RECORDS FOR THIS EXERCISE

PR #2047, opened 2023-06-05
Modify rule S5856: LaYC format

gregory-paidis-sonarsource:


rules/S5856/why-dotnet.adoc
```diff
@@ -0,0 +1,5 @@
+https://learn.microsoft.com/en-us/dotnet/standard/base-types/regular-expressions[Regular expressions] have their own syntax that is understood by regular expression engines. Those engines will throw an exception at runtime if they are given a regular expression that does not conform to that syntax.
+
+To avoid syntax errors, special characters should be https://learn.microsoft.com/en-us/dotnet/standard/base-types/character-escapes-in-regular-expressions[escaped with backslashes] when they are intended to be matched literally and references to capturing groups should use the correctly spelled name or number of the group.
+
+Negative https://learn.microsoft.com/en-us/dotnet/standard/base-types/regular-expression-language-quick-reference#lookarounds-at-a-glance[lookahead] and negative lookbehind groups cannot be combined with https://learn.microsoft.com/en-us/dotnet/standard/base-types/backtracking-in-regular-expressions[RegexOptions.NonBacktracking]. Such combination would throw an exception during runtime.
```
sebastien-marichal, line 5: `lookbehind` could be included in the link.

```suggestion
Negative https://learn.microsoft.com/en-us/dotnet/standard/base-types/regular-expression-language-quick-reference#lookarounds-at-a-glance[lookahead and negative lookbehind] groups cannot be combined with https://learn.microsoft.com/en-us/dotnet/standard/base-types/backtracking-in-regular-expressions[RegexOptions.NonBacktracking]. Such combination would throw an exception during runtime.
```

rules/S5856/csharp/rule.adoc
```diff
@@ -1,45 +1,36 @@
 == Why is this an issue?
```
sebastien-marichal, line 1: Pedantic: The `why` could be included in the `why-dotnet.adoc` file

rules/S5856/why-dotnet.adoc
gregory-paidis-sonarsource: good point, restated it as "Negative _lookaround_ groups" instead, as that is what the documentation calls it

sebastien-marichal (approved):
LGTM!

PROBLEM TO SOLVE
Extract from the data every line where "quick" shows up.

ANSWER FOR THIS EXERCISE
+Negative https://learn.microsoft.com/en-us/dotnet/standard/base-types/regular-expression-language-quick-reference#lookarounds-at-a-glance[lookahead] and negative lookbehind groups cannot be combined with https://learn.microsoft.com/en-us/dotnet/standard/base-types/backtracking-in-regular-expressions[RegexOptions.NonBacktracking]. Such combination would throw an exception during runtime.
Negative https://learn.microsoft.com/en-us/dotnet/standard/base-types/regular-expression-language-quick-reference#lookarounds-at-a-glance[lookahead and negative lookbehind] groups cannot be combined with https://learn.microsoft.com/en-us/dotnet/standard/base-types/backtracking-in-regular-expressions[RegexOptions.NonBacktracking]. Such combination would throw an exception during runtime.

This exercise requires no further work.